- **Task**: Write out the whole listing without a single alteration.

- **Information provided**:
^^^^
Issue #19374, opened 2026-02-04
Tree passthrough options for nodeToggleButton only apply one level deep


RGamberini-Harris:
### Describe the bug

When styling the `nodeToggleButton` using passthrough options like so:
```html
<p-tree [pt]="{nodeToggleButton: {class: 'red'}}" [value]="files" />
```
The styling will only be applied to the first level of `p-tree-node` see truncated example below
```html
<p-treenode>
  <!-- omitted -->
  <button class="p-ripple p-tree-node-toggle-button red"></button>
  <p-treenode>
    <button class="p-ripple p-tree-node-toggle-button"></button>
  </p-treenode>
</p-treenode>
```
Tested on `primeng@21.1.1`
Image: 

<img width="1073" height="476" alt="Image" src="https://github.com/user-attachments/assets/af198f7f-f006-4a17-8f2b-5cc11fa96b1c" />

### Pull Request Link

https://github.com/primefaces/primeng/pull/19375

### Reason for not contributing a PR

- [ ] Lack of time
- [ ] Unsure how to implement the fix/feature
- [ ] Difficulty understanding the codebase
- [ ] Other

### Reproducer

https://stackblitz.com/~/github.com/RGamberini-Harris/primeng-issue-template

### Environment

Stackblitz package.json should show everything but it's Angular 21 / PrimeNG 21

### Angular version

21

### PrimeNG version

v21

### Steps to reproduce the behavior

Try to style nested tree-node-toggle-button using passthrough

### Expected behavior

The nested toggle buttons should have the same styling as the top level ones

RGamberini-Harris:
Edited my post to add the pull request resolving this issue

ArcherTrent:
Same with nodeLabel, only applied to top nodes.

cetincakiroglu:
fixed in v22

PR #19375, opened 2026-02-04
Tree-node: Add missing parentheses for PT signal

RGamberini-Harris:
### Defect Fix
Resolves https://github.com/primefaces/primeng/issues/19374 an issue where styling was not passed through to children tree-nodes as the PT parameters were being passed as a raw signal rather than being called.


Georg632:
When I look at the `tree.ts` file I am finding two more occurrences of `[pt]="pt"`, line `821 `and `843`.

Issue #17558, opened 2025-02-03
Accordion BUG: TextArea doesn't work properly when it is placed inside an accordion


htdong:
### Describe the bug

When a textarea is placed inside an accordion, cursor move up and move down will not work.

### Reason for not contributing a PR

- [ ] Lack of time
- [x] Unsure how to implement the fix/feature
- [ ] Difficulty understanding the codebase
- [ ] Other

### Reproducer

https://stackblitz.com/edit/github-mzz9qowd?file=src%2Fapp%2Fapp.component.html

### Environment

Angular 19, PrimeNG 19

### Angular version

19

### PrimeNG version

v19

### Steps to reproduce the behavior

1.Create a component
2.Import a drawer
3.Import an accordion
4.Place a textarea inside the accordion
5.Issue: Can not move up and move down cursor

### Expected behavior

Cursor can be moved up and down within an accordion

PR #19434, opened 2026-02-25
fix: #17558 ignore keydown event from an input or textarea in accordion

tarkkeim:
Fixes issue https://github.com/primefaces/primeng/issues/17558


Cr3aHal0:
Fix is not sufficient as even a set of p-radiobutton won't be able to go up/down the list within an accordion. Not sure either that checking every type of element dispatching an event within the accordion may be a good idea, as people could come with their own custom component needing to handle arrow keys for accessibility purpose, for instance.

tarkkeim:
Thanks for your feedback. You're right for the case of radiobuttons, and there are probably other cases that face the same issue. I'll close this PR for now and try to find a better way to fix this.

PR #732, opened 2019-02-07
Deployment tutorial update

cmgrote:
Updates the walkthrough of the VDC deployment based on Nigel's walkthrough in this morning's call.  Probably still some cleanups we need to do in the configuration itself (eg. hard-coded password / authentication methods), but this should be a start...

(Also fixes a couple minor bugs in the cleanup scripts for the Coco Pharma samples metadata for IGC.)


cmgrote:
I've tried to address the hostname hard-coding, but won't be fully-resolved until we can release updated Docker images (currently not possible per #739)...

Issue #670, opened 2019-01-29
Consider switching to adoptopenjdk/alpine base images for java apps in charts


planetf1:
See https://hub.docker.com/u/adoptopenjdk & https://developers.redhat.com/blog/2017/03/14/java-inside-docker/

Currently the Egeria vdc docker images are based on standard ubuntu & the ubuntu distributed openjdk & generally work.

However the images above may provide a better base environment that is more container aware in terms of resource limits within the container.

cmgrote:
Started on this for Egeria itself with #741 -- think we need to do the same for other images as well.

cmgrote:
Since I closed the PR to cater for a variety of approaches, adding discussion back here:

> I've tried to add containerization based issues into https://github.com/odpi/egeria/projects/8
#670 refers to wanting to switch to alpine to make the images smaller, but there are also images from AdoptOpenJDK which I haven't looked at yet.

The approach I took was to use OpenJDK's official image, one of which uses Alpine as its own base (so it's likely as minimal yet still "official" as they'll come).  This resulted in an Egeria OMAG Server Platform image at 130MB, same for the Egeria UI image, and an Apache Atlas image from Graham's managed fork (including embedded HBase and Solr) at approximately 1.3GB.  (That's down from 2.56GB and 10.3GB respectively -- so 10x+ reduction...)

> For the images themselves, as well as the base image to draw from there is refactoring needed in the scripts -- but I still have a few components to go, so will review based on that experience.

I think it makes sense to break the whole process down into different steps, like:

1. Build the component (Egeria, Apache Atlas, Apache Ranger, etc) as vanilla -- granted this could be just taking a release from Maven
1. Package the runtime into an image (without all the build toolchain, so 10x+ reduction in size)
1. (Use this runtime image (only) in all subsequent steps)
1. Define the composition of these runtime images (eg. via Helm charts).
1. Orchestrate the configuration of those runtime images (this bit I'm less opinionated on so far, as haven't seen a great approach for this yet; but the method at the moment of embedded init containers seems messy and high maintenance to me?)

> On the build - no question. But we need ODPi engagement to get the generic id and build support. Some could be built within the build, though a seperate process is better. Versioning will need to be automatic and that needs to extend to the helm chart definitions tool We will need to push to a public repo which may or may be be dockerhub (it was a tactical option to get something working quickly)

👍 

> It's also worth considering how we build the images.

[...]

PR #741, opened 2019-02-08
Initial source-to-image container builder for OMAG Server Platform

cmgrote:
This approach reduces the container image for the OMAG Server Platform from ~2.5GB to less than 150MB (using just the JRE and Alpine rather than a full Ubuntu build environment).  Using the commands outlined in the `README`, maybe it's even something we could add to our Jenkins pipeline to build a "nightly" snapshot from master to auto-publish into the public Docker hub under an official ODPi namespace?

(And of course we could do release-based publications for releases.)

We probably want to investigate a similar approach for the rest of the images, to significantly reduce the overall container footprint?


cmgrote:
Actually, will look at re-factoring this further to allow production of other images (not just OMAG Server Platform).

planetf1:
I have started a discussion with the ODPi build team 

I've tried to add containerization based issues into https://github.com/odpi/egeria/projects/8
#670 refers to wanting to switch to alpine to make the images smaller, but there are also images from AdoptOpenJDK which I haven't looked at yet.

For the images themselves, as well as the base image to draw from there is refactoring needed in the scripts -- but I still have a few components to go, so will review based on that experience.

On the build - no question. But we need ODPi engagement to get the generic id and build support. Some could be built within the build, though a seperate process is better. Versioning will need to be automatic and that needs to extend to the helm chart definitions tool We will need to push to a public repo which may or may be be dockerhub (it was a tactical option to get something working quickly)

It's also worth considering how we build the images.

For egeria, from source seems a good option - though we also need images from other projects where we either have source or don't. This could be at docker build time, or for more flexibilityt at deployment time - but that is awkward if the build time is extensive. 

Use of the maven artifacts is my favoured mechanism - as I originally tried with IGC, but it didn;t quite work. That could *optionally* allow the image to self-update at deployment time IF THE USER WISHED - most likely for the development use case.

My hope was to learn a little more at think, and then us do some research on the different possibilities, frameworks. IBM has microclimate for example -- but something open is needed (or there needs to be multiple options)

It's aj intriguing area and certainly one we can make many improvements. consider what we have today version 0.1 :-)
^^^^
- **Exercise response**:
Issue #19374, opened 2026-02-04
Tree passthrough options for nodeToggleButton only apply one level deep


RGamberini-Harris:
### Describe the bug

When styling the `nodeToggleButton` using passthrough options like so:
```html
<p-tree [pt]="{nodeToggleButton: {class: 'red'}}" [value]="files" />
```
The styling will only be applied to the first level of `p-tree-node` see truncated example below
```html
<p-treenode>
  <!-- omitted -->
  <button class="p-ripple p-tree-node-toggle-button red"></button>
  <p-treenode>
    <button class="p-ripple p-tree-node-toggle-button"></button>
  </p-treenode>
</p-treenode>
```
Tested on `primeng@21.1.1`
Image: 

<img width="1073" height="476" alt="Image" src="https://github.com/user-attachments/assets/af198f7f-f006-4a17-8f2b-5cc11fa96b1c" />

### Pull Request Link

https://github.com/primefaces/primeng/pull/19375

### Reason for not contributing a PR

- [ ] Lack of time
- [ ] Unsure how to implement the fix/feature
- [ ] Difficulty understanding the codebase
- [ ] Other

### Reproducer

https://stackblitz.com/~/github.com/RGamberini-Harris/primeng-issue-template

### Environment

Stackblitz package.json should show everything but it's Angular 21 / PrimeNG 21

### Angular version

21

### PrimeNG version

v21

### Steps to reproduce the behavior

Try to style nested tree-node-toggle-button using passthrough

### Expected behavior

The nested toggle buttons should have the same styling as the top level ones

RGamberini-Harris:
Edited my post to add the pull request resolving this issue

ArcherTrent:
Same with nodeLabel, only applied to top nodes.

cetincakiroglu:
fixed in v22

PR #19375, opened 2026-02-04
Tree-node: Add missing parentheses for PT signal

RGamberini-Harris:
### Defect Fix
Resolves https://github.com/primefaces/primeng/issues/19374 an issue where styling was not passed through to children tree-nodes as the PT parameters were being passed as a raw signal rather than being called.


Georg632:
When I look at the `tree.ts` file I am finding two more occurrences of `[pt]="pt"`, line `821 `and `843`.

Issue #17558, opened 2025-02-03
Accordion BUG: TextArea doesn't work properly when it is placed inside an accordion


htdong:
### Describe the bug

When a textarea is placed inside an accordion, cursor move up and move down will not work.

### Reason for not contributing a PR

- [ ] Lack of time
- [x] Unsure how to implement the fix/feature
- [ ] Difficulty understanding the codebase
- [ ] Other

### Reproducer

https://stackblitz.com/edit/github-mzz9qowd?file=src%2Fapp%2Fapp.component.html

### Environment

Angular 19, PrimeNG 19

### Angular version

19

### PrimeNG version

v19

### Steps to reproduce the behavior

1.Create a component
2.Import a drawer
3.Import an accordion
4.Place a textarea inside the accordion
5.Issue: Can not move up and move down cursor

### Expected behavior

Cursor can be moved up and down within an accordion

PR #19434, opened 2026-02-25
fix: #17558 ignore keydown event from an input or textarea in accordion

tarkkeim:
Fixes issue https://github.com/primefaces/primeng/issues/17558


Cr3aHal0:
Fix is not sufficient as even a set of p-radiobutton won't be able to go up/down the list within an accordion. Not sure either that checking every type of element dispatching an event within the accordion may be a good idea, as people could come with their own custom component needing to handle arrow keys for accessibility purpose, for instance.

tarkkeim:
Thanks for your feedback. You're right for the case of radiobuttons, and there are probably other cases that face the same issue. I'll close this PR for now and try to find a better way to fix this.

PR #732, opened 2019-02-07
Deployment tutorial update

cmgrote:
Updates the walkthrough of the VDC deployment based on Nigel's walkthrough in this morning's call.  Probably still some cleanups we need to do in the configuration itself (eg. hard-coded password / authentication methods), but this should be a start...

(Also fixes a couple minor bugs in the cleanup scripts for the Coco Pharma samples metadata for IGC.)


cmgrote:
I've tried to address the hostname hard-coding, but won't be fully-resolved until we can release updated Docker images (currently not possible per #739)...

Issue #670, opened 2019-01-29
Consider switching to adoptopenjdk/alpine base images for java apps in charts


planetf1:
See https://hub.docker.com/u/adoptopenjdk & https://developers.redhat.com/blog/2017/03/14/java-inside-docker/

Currently the Egeria vdc docker images are based on standard ubuntu & the ubuntu distributed openjdk & generally work.

However the images above may provide a better base environment that is more container aware in terms of resource limits within the container.

cmgrote:
Started on this for Egeria itself with #741 -- think we need to do the same for other images as well.

cmgrote:
Since I closed the PR to cater for a variety of approaches, adding discussion back here:

> I've tried to add containerization based issues into https://github.com/odpi/egeria/projects/8
#670 refers to wanting to switch to alpine to make the images smaller, but there are also images from AdoptOpenJDK which I haven't looked at yet.

The approach I took was to use OpenJDK's official image, one of which uses Alpine as its own base (so it's likely as minimal yet still "official" as they'll come).  This resulted in an Egeria OMAG Server Platform image at 130MB, same for the Egeria UI image, and an Apache Atlas image from Graham's managed fork (including embedded HBase and Solr) at approximately 1.3GB.  (That's down from 2.56GB and 10.3GB respectively -- so 10x+ reduction...)

> For the images themselves, as well as the base image to draw from there is refactoring needed in the scripts -- but I still have a few components to go, so will review based on that experience.

I think it makes sense to break the whole process down into different steps, like:

1. Build the component (Egeria, Apache Atlas, Apache Ranger, etc) as vanilla -- granted this could be just taking a release from Maven
1. Package the runtime into an image (without all the build toolchain, so 10x+ reduction in size)
1. (Use this runtime image (only) in all subsequent steps)
1. Define the composition of these runtime images (eg. via Helm charts).
1. Orchestrate the configuration of those runtime images (this bit I'm less opinionated on so far, as haven't seen a great approach for this yet; but the method at the moment of embedded init containers seems messy and high maintenance to me?)

> On the build - no question. But we need ODPi engagement to get the generic id and build support. Some could be built within the build, though a seperate process is better. Versioning will need to be automatic and that needs to extend to the helm chart definitions tool We will need to push to a public repo which may or may be be dockerhub (it was a tactical option to get something working quickly)

👍 

> It's also worth considering how we build the images.

[...]

PR #741, opened 2019-02-08
Initial source-to-image container builder for OMAG Server Platform

cmgrote:
This approach reduces the container image for the OMAG Server Platform from ~2.5GB to less than 150MB (using just the JRE and Alpine rather than a full Ubuntu build environment).  Using the commands outlined in the `README`, maybe it's even something we could add to our Jenkins pipeline to build a "nightly" snapshot from master to auto-publish into the public Docker hub under an official ODPi namespace?

(And of course we could do release-based publications for releases.)

We probably want to investigate a similar approach for the rest of the images, to significantly reduce the overall container footprint?


cmgrote:
Actually, will look at re-factoring this further to allow production of other images (not just OMAG Server Platform).

planetf1:
I have started a discussion with the ODPi build team 

I've tried to add containerization based issues into https://github.com/odpi/egeria/projects/8
#670 refers to wanting to switch to alpine to make the images smaller, but there are also images from AdoptOpenJDK which I haven't looked at yet.

For the images themselves, as well as the base image to draw from there is refactoring needed in the scripts -- but I still have a few components to go, so will review based on that experience.

On the build - no question. But we need ODPi engagement to get the generic id and build support. Some could be built within the build, though a seperate process is better. Versioning will need to be automatic and that needs to extend to the helm chart definitions tool We will need to push to a public repo which may or may be be dockerhub (it was a tactical option to get something working quickly)

It's also worth considering how we build the images.

For egeria, from source seems a good option - though we also need images from other projects where we either have source or don't. This could be at docker build time, or for more flexibilityt at deployment time - but that is awkward if the build time is extensive. 

Use of the maven artifacts is my favoured mechanism - as I originally tried with IGC, but it didn;t quite work. That could *optionally* allow the image to self-update at deployment time IF THE USER WISHED - most likely for the development use case.

My hope was to learn a little more at think, and then us do some research on the different possibilities, frameworks. IBM has microclimate for example -- but something open is needed (or there needs to be multiple options)

It's aj intriguing area and certainly one we can make many improvements. consider what we have today version 0.1 :-)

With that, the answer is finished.